Generate Aleph sequential:

marcattacks --to alephseq ./data/sample.xml

Generate RDF:

marcattacks --to rdf --map marc2rdf ./data/sample.xml

Generate XML:

marcattacks --from alephseq --to xml ./data/one.alephseq

Transform the MARC input using a JSONata expression or file:

marcattacks --param fix=./demo/demo.jsonata ./data/sample.xml

Or transform using a Catmandu Fix script — a declarative, line-based mapping language built for library metadata (and faster than JSONata):

marcattacks --to jsonl --map fix --param fix=./demo/marc2rdf.fix ./data/sample.xml

A Fix script is a list of name(args) statements, with if/unless ... end conditionals and do ... end binds:

marc_map('245ab', title, join: ' ')    # copy MARC 245$a$b into title
upcase(title)                          # uppercase it
add_field(type, Book)                  # add a constant field
lookup(type, ./types.csv)              # map a value through a CSV table
do marc_each()                         # loop over each MARC field
  unless marc_match('500e', skip)
    marc_map('500', note.$append)
  end
end
remove_field(record)

See ./demo/marc2rdf.fix and ./demo/example.fix for complete examples.

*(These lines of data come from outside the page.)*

Issue #1682, opened 2016-03-21
Minor OPIBuilder issues


jbobnar:
The following issues related to opibuilder were found:

* Setting the horizontal alignment has no effect on the multiline text widget
* When linking container is reloaded all its connectors should be marked as "loadedFromLinkedOPI". If not, they are stored twice: once in the child OPI and once in the OPI containing the linking container.
* AbstractSWTWidgetFigure sometimes throws widget disposed exceptions.
* ShowMarcoAction should first display the message dialog and then print to console. Otherwise the console print might shift the focus from a modal dialog to the main window, blocking entire CSS (this is an issue on some linux systems).
* OPIRuntimePreferences: the major/minor severities text for the pulsing property is mixed up
* WidgetService should not allow widgets with duplicate ids.
* Focus traversal with tab and shift+tab should be reversed on the native widgets. Pressing the tab should move the cursor to the next widget, which is the widget that appears later in the opi file. At the moment it goes to the previous, which is non intuitive and inconsistent with the "Next Focus" property. The most obvious is when using the Array Widget.
* Unless specifically needed the dependencies should match the Mars version of eclipse plugins (ITER's build constraint). There is a case of ..e4.ui.workbench in opibuilder and several other dependencies in the new perspectives plugin.

berryma4:
Focus traversal with tab relates to #456

PR #1683, opened 2016-03-21
OPI builder bugfixes

jbobnar:
The pull request resolves the issues listed in #1682.

### DIFF
--- a/applications/opibuilder/opibuilder-plugins/org.csstudio.opibuilder/META-INF/MANIFEST.MF
+++ b/applications/opibuilder/opibuilder-plugins/org.csstudio.opibuilder/META-INF/MANIFEST.MF
@@ -35,7 +35,7 @@ Require-Bundle: org.eclipse.ui;resolution:=optional,
  org.python.jython;bundle-version="2.5.2",
  org.csstudio.swt.widgets;bundle-version="2.1.0",
  org.csstudio.swt.xygraph;bundle-version="2.0.4",
- org.eclipse.e4.ui.workbench;bundle-version="1.3.1"
+ org.eclipse.e4.ui.workbench;bundle-version="1.3.0"
 Eclipse-RegisterBuddy: org.python.jython
 Bundle-ActivationPolicy: lazy
 Export-Package: org.csstudio.opibuilder,
--- a/core/ui/ui-plugins/org.csstudio.perspectives/META-INF/MANIFEST.MF
+++ b/core/ui/ui-plugins/org.csstudio.perspectives/META-INF/MANIFEST.MF
@@ -6,7 +6,7 @@ Bundle-Version: 0.0.1.qualifier
 Eclipse-ExtensibleAPI: true
 Require-Bundle: org.eclipse.osgi.services;bundle-version="3.5.0",
  org.eclipse.e4.core.services;bundle-version="2.0.0",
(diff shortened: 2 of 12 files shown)


berryma4:
@willrogers @shroffk 
I need another reviewer.

willrogers:
Sorry, it's tricky to review because it's a wide range of things.

One thing I would say - I expect that if you build against Mars (not Mars M2) then perspective saving probably won't work correctly now that the versions have been lowered.  It's a bit difficult to test exactly what will happen.

If you build against Mars M2 you should get the latest version of plugins anyway so everything should work ok.

applications/opibuilder/opibuilder-plugins/org.csstudio.opibuilder/META-INF/MANIFEST.MF
```diff
@@ -35,7 +35,7 @@ Require-Bundle: org.eclipse.ui;resolution:=optional,
  org.python.jython;bundle-version="2.5.2",
  org.csstudio.swt.widgets;bundle-version="2.1.0",
  org.csstudio.swt.xygraph;bundle-version="2.0.4",
- org.eclipse.e4.ui.workbench;bundle-version="1.3.1"
+ org.eclipse.e4.ui.workbench;bundle-version="1.3.0"
```
berryma4: here

core/ui/ui-plugins/org.csstudio.perspectives/META-INF/MANIFEST.MF
```diff
@@ -6,19 +6,18 @@ Bundle-Version: 0.0.1.qualifier
 Eclipse-ExtensibleAPI: true
 Require-Bundle: org.eclipse.osgi.services;bundle-version="3.5.0",
  org.eclipse.e4.core.services;bundle-version="2.0.0",
- org.eclipse.e4.ui.workbench;bundle-version="1.3.1",
+ org.eclipse.e4.ui.workbench;bundle-version="1.3.0",
```
berryma4: and here

berryma4:
@willrogers are these the problem files for the perspective saving?
We need the perspective saving ....

jbobnar:
Tycho will always take the latest from the p2 repository, so you should be safe. The plugin is compatible with both versions.

1.3.1 has one bugfix with respect to 1.3.0. I don't know if this bugfix is relevant or not. There might be additional bugs fixed in future releases, but probably nobody will go back to this plugin and raise this number to 1.4.0. You will just build the CSS using the newest version.

Anyway, I'll ask ITER if they can upgrade eclipse version.

willrogers:
Yes, I think exactly that bugfix, if you look at this: https://git.eclipse.org/r/#/c/63125/

As Jaka says, I think we are safe.  I don't think ITER will get the perspective saving working correctly.  Jaka, how are you building against the older version?  The `core` and `applications` pom files pick up the newer versions.

jbobnar:
Their build server does not have access to internet at all. All eclipse and other plugins were are packed into a p2 repository in advance. They control which versions of plugins are packed and right now its is Mars 0. The generated p2 is installed locally and that is the one that jenkins sees. In addition they also have their own artifactory server, which is a link between the build server and central maven repository, so that they can build things like maven-osgi-bundles.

The types.csv is a two column lookup list in CSV format. E.g.

A,B
Book,http://example.org/ns#Book

The fix mapper implements a subset of the most common Catmandu Fix builtins created by the LibreCat project. A full reference for the Fix language can be found here: https://librecat.org/assets/catmandu_cheat_sheet.pdf.

Stdin

Use a pseudo URL stdin:// to read from the standard input

Remote files

A remote SFTP path:

marcattacks --key ~/.ssh/privatekey sftp://username@hostname:port/remote/path

The latest XML file in a remote SFTP:

marcattacks --key ~/.ssh/privatekey sftp://username@hostname:port/remote/path/@latest:xml

An HTTP path

marcattacks http://somewhere.org/data.xml

An S3 path

marcattacks s3://accessKey:secretKey@hostname:port/bucket/key

use s3s://... for using an SSL layer.

Options

Input (--from)

  • alephseq (Aleph sequential)
  • json
  • jsonl
  • marc (ISO2709)
  • rdf
  • csv
  • tsv
  • xml (MARCXML)
  • fastxml (optimized parser for MARCXML)

Output (--to)

  • alephseq (Aleph sequential)
  • csv
    • opts:
      • header: string
      • delimiter: string
  • json
  • jsonl
  • multipart
    • opts:
      • header: string
      • delimited: string
      • noEndDelimited: true | false
  • null (output nothing, for benchmarking)
  • parquet
    • opts:
      • schema: string (path)
      • rowGroupSize: number
      • pageIndex: true | false (default: false)
  • rdf
  • csv
  • tsv
    • opts:
      • header: string
      • delimiter: string
  • xml (MARCXML)

Transform (--map)

  • avram : A mapper from MARC to Avram
  • fix : A Catmandu Fix-language mapper (--param fix=<file>). See ./demo/marc2rdf.fix
  • jsonata : A jsonata fixer (default)
  • marc2rdf : A mapper from MARC to RDF (demonstrator)
  • marcids : A mapper from MARC to a list of record ids
  • marcinrdf : A naive mapper from MARC into RDF producing a list of lists (demonstrator)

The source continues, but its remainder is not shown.